=== Data in this exercise ===
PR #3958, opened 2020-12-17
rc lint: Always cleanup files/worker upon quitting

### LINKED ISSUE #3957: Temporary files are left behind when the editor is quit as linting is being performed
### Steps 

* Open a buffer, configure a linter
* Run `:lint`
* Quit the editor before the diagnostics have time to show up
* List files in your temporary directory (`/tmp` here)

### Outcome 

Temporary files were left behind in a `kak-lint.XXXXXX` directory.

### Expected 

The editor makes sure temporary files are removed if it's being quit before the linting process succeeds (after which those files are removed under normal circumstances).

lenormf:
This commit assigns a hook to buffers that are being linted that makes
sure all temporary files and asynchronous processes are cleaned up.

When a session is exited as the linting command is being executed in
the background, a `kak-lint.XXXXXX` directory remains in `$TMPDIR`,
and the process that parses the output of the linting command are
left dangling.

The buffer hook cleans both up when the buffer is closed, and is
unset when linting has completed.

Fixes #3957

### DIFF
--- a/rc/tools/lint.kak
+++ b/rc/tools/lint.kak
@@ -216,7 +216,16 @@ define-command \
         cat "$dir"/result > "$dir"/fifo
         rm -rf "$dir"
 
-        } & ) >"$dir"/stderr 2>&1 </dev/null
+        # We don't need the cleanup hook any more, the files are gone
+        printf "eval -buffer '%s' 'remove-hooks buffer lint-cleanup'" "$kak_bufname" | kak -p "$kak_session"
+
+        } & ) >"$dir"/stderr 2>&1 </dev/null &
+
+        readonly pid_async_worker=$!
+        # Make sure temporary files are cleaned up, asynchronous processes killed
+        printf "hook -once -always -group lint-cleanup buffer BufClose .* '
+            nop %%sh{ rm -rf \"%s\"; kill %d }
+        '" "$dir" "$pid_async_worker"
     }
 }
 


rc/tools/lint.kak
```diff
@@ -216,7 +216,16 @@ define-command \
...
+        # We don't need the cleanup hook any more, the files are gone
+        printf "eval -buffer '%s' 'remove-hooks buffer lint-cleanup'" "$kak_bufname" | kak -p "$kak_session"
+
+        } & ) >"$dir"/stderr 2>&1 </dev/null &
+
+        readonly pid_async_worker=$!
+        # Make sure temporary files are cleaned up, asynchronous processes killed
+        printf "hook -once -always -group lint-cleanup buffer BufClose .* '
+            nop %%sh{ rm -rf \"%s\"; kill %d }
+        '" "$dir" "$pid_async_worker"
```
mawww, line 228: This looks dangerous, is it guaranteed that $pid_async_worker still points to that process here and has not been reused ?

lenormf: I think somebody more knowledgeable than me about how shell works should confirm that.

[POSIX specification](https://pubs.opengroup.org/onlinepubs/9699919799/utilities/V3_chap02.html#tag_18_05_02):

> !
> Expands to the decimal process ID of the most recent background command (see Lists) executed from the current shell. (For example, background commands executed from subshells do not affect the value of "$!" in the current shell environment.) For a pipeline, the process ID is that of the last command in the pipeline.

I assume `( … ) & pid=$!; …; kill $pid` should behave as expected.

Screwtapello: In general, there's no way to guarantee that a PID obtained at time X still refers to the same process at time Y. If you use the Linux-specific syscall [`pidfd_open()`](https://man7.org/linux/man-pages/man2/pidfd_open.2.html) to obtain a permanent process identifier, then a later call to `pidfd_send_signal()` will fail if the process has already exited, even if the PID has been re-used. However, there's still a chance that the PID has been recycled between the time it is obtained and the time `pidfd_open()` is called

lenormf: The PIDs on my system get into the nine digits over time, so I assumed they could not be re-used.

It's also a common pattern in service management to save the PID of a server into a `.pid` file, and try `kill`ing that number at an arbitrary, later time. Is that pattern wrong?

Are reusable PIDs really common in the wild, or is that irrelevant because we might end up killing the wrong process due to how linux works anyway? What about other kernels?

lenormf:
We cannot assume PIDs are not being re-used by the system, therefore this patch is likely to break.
===
=== Data in this exercise ===
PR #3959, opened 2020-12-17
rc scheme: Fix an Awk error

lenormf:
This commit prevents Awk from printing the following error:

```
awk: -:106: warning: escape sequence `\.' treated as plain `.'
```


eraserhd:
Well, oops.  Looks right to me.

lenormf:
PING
===
=== Data in this exercise ===
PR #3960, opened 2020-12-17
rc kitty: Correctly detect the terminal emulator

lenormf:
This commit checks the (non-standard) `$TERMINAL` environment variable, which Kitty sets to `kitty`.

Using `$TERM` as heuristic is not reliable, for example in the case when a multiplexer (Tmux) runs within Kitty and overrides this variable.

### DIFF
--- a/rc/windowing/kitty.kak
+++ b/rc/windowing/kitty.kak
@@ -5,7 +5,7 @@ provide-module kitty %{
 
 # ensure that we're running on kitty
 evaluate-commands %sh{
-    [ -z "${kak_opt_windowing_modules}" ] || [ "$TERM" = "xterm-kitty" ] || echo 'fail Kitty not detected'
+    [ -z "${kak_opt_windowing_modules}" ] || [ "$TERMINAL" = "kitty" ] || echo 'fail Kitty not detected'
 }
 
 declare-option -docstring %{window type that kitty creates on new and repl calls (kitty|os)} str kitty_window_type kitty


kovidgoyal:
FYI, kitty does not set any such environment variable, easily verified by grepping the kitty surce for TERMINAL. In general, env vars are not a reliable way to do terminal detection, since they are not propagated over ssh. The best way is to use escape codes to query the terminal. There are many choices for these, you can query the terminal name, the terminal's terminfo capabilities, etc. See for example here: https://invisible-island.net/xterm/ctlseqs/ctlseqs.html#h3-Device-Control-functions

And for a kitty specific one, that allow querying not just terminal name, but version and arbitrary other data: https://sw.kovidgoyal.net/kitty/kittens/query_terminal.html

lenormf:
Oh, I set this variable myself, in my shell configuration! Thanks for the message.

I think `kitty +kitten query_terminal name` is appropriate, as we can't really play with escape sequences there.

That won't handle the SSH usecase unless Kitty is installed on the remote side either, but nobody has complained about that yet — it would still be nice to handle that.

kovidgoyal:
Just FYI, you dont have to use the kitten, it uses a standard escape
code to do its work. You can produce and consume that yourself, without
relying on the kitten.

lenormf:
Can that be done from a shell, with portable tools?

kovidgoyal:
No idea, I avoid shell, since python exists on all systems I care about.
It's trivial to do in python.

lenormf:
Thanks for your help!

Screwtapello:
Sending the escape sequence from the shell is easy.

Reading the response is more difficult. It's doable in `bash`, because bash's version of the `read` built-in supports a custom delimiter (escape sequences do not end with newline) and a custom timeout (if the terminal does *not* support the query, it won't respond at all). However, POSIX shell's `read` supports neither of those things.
===
_Assignment_: Of the entries above, repeat exactly the lines from the line with "PR #3958, opened 2020-12-17" through the line with "### Expected", both of them included.

_Final answer_:
PR #3958, opened 2020-12-17
rc lint: Always cleanup files/worker upon quitting

### LINKED ISSUE #3957: Temporary files are left behind when the editor is quit as linting is being performed
### Steps 

* Open a buffer, configure a linter
* Run `:lint`
* Quit the editor before the diagnostics have time to show up
* List files in your temporary directory (`/tmp` here)

### Outcome 

Temporary files were left behind in a `kak-lint.XXXXXX` directory.

### Expected 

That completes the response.